Новый Мир Новый Мир - Новый Мир ( № 5 2009)
“В массовом сознании — а Толстой стал первой иконой массовой культуры, чем и объясняется его нечеловеческое влияние на умы (Томас Манн в эссе „Гете и Толстой” убежденно пишет, что, доживи Толстой до 1914 года, он смог бы остановить войну), — писатель остался графом в посконной рубахе, который рубит дрова, тачает сапоги и косит траву вместе со своим народом. Он первый придумал и на себе продемонстрировал обаятельность облика зэка — простого небритого дядьки в валенках и тулупе, на которого благодаря его трудам и страданиям снизошла вековая мудрость”.
“Внутри каждой цивилизации сидит интеллектуальный вирус под названием „Лев Толстой” (или Лао-цзы). Он соблазняет нас отказаться от всей той дряни — материальной и духовной, которая портит нашу жизнь и наш мозг. Наверное, человеческому интеллекту необходим этот критический вирус. Но лучше все-таки его контролировать. Если он вырвется из пробирки, пространство нашей жизни, освободившись от цивилизационного мусора, станет пространством концлагеря”.

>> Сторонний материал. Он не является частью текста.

PR #942, opened 2024-01-09
:lipstick: :mortar_board: Objects review --- remove "just" word :microscope: 

jameshughes89:
### What
Remove the word "just" from a sentence 

### Why
shout out to @twentylemon 

### Testing
:-1: YOLO


twentylemon (approved):
POG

Сергей Овчаров. “Я готов ставить чеховский „Вишневый сад” еще и еще...” Интервью ведет Александра Тучинская. — “Искусство кино”, 2008, № 9.

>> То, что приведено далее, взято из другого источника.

Issue #943, opened 2024-01-09
:bug: :mortar_board: Exception topic --- Update example :warning: 


jameshughes89:
### Related Issues or PRs
Caused by #899 related stuff

### What 
Change out the `remove` example from the throwing exception discussion 

### Why
`remove` is not actually throwing exceptions now. 

### How
Either use like `pop` or the `removeFirst`. Using `removeFirst` may be a good one because it gives a chance to talk about why the more general remove does not throw an exception (as discussed in #938)

### Additional Notes
When working on #497 I noticed this. Tried to fix it quickly, but noticed it should be its own PR.

PR #945, opened 2024-01-09
:lipstick: :technologist: :mortar_board: `literalinclude` --- Use tags for better referencing of code

### LINKED ISSUE #479: 💄 🔭 Use `literalinclude` rst directive

jameshughes89:
### Related Issues or PRs
Closes #479 

### What
Add tags to relevant bits of code and replace all the line numbers in the `literalinclude` with tags

### Why
code moves, line numbers get messed up, braking the website 

### How
Slowly

### Testing
:+1: 
I did one block at a time. It was... painful... 

### Additional Notes
Noticed #943 along the way.

### DIFF
--- a/src/site/topics/algorithm-analysis/algorithm-analysis.rst
+++ b/src/site/topics/algorithm-analysis/algorithm-analysis.rst
@@ -386,21 +386,21 @@ Stack Comparisons
     * ``LinkedStack`` vs ``ArrayStack``
 
 
-Popping
--------
+Popping & Peeking
+-----------------
 
 .. literalinclude:: /../main/java/LinkedStack.java
     :language: java
     :linenos:
-    :lineno-start: 32
-    :lines: 32-41
+    :start-after: // [start-pop_peek]
+    :end-before: // [end-pop_peek]
 
 
 .. literalinclude:: /../main/java/ArrayStack.java
     :language: java
     :linenos:
-    :lineno-start: 59
-    :lines: 59-68
+    :start-after: // [start-pop_peek]
+    :end-before: // [end-pop_peek]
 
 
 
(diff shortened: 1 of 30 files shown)


src/site/topics/algorithm-analysis/algorithm-analysis.rst
```diff
@@ -386,21 +386,21 @@ Stack Comparisons
...
+Popping & Peeking
+-----------------
 
 .. literalinclude:: /../main/java/LinkedStack.java
     :language: java
     :linenos:
-    :lineno-start: 32
-    :lines: 32-41
+    :start-after: // [start-pop_peek]
+    :end-before: // [end-pop_peek]
```
twentylemon, line 396: Are the `//` necessary? Only `[tag]` seems more natural.

twentylemon (approved):
Maybe there's rst plugins or something that can extract a single method? Just thinking aloud, I have no idea if anything like that exists.

src/site/topics/algorithm-analysis/algorithm-analysis.rst
jameshughes89: agreed --- will check tomorrow

jameshughes89:
> Maybe there's rst plugins or something that can extract a single method? Just thinking aloud, I have no idea if anything like that exists.

Maybe there is a plugin, but base RST only withs with "pyobjects" which is lame.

“Уже давно сложился стереотип со времен МХТ, что комическим ключом пьесу не открыть. А ведь у Чехова написано на обложке — комедия. Чехов написал, по его выражению, водевиль, почти фарс”.
“„Вишневый сад” стоит отдельно в его необычном творчестве. Это какое-то провидческое произведение, созданное тогда, когда кино еще не было искусством, а театр современный его не удовлетворял: ни рутинно-академический, ни натуралистический по методу раннего МХТ. Может быть, он создал основу для кино будущего. Это не киносценарий, а что-то на грани с телевидением, тот вид искусства, который появится после телевидения. Не занимаясь политикой, не очень понимая современные революционные брожения, он дал и предвидение хода русской жизни”.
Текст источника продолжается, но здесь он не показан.